• Work order: Out of the records below, copy all lines in which the word "Context" occurs.
:: Material to process ::
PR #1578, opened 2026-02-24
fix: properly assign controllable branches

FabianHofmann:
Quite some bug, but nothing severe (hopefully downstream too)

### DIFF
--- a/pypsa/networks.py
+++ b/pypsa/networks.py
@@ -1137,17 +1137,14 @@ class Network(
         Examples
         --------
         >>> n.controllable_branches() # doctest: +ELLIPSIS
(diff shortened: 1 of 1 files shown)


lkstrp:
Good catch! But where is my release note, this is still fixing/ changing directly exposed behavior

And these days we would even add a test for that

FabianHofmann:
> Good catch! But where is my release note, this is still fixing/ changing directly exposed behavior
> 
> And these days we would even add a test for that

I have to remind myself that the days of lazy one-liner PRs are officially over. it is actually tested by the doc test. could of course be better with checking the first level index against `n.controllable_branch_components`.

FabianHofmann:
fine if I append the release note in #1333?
:::
:: Material to process ::
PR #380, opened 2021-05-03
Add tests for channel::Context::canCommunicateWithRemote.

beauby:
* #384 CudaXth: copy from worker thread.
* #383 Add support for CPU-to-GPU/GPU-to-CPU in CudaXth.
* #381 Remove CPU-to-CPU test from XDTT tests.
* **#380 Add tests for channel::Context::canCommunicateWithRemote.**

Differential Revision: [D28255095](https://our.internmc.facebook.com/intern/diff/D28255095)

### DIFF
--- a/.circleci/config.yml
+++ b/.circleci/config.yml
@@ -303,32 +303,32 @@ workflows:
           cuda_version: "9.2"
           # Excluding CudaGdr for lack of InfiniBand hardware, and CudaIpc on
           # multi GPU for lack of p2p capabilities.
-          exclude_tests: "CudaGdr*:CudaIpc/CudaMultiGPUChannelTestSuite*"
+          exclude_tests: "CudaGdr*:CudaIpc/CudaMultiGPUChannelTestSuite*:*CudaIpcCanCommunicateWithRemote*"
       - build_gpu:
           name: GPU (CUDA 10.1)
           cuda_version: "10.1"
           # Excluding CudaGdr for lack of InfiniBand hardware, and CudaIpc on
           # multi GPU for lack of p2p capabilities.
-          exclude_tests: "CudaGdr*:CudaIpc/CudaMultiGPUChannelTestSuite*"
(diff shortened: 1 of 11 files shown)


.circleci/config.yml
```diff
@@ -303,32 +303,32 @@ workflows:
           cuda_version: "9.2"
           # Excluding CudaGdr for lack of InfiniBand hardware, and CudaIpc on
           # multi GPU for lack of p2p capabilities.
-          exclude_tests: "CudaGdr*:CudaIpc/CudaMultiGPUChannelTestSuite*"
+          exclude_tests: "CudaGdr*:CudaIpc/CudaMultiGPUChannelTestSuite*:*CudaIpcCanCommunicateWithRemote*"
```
:::
:: Material to process ::
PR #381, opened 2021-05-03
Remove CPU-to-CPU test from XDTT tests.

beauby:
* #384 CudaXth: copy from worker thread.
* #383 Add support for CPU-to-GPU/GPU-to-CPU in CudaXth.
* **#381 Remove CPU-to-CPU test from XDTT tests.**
:::
• Finished task:
Add tests for channel::Context::canCommunicateWithRemote.
* **#380 Add tests for channel::Context::canCommunicateWithRemote.**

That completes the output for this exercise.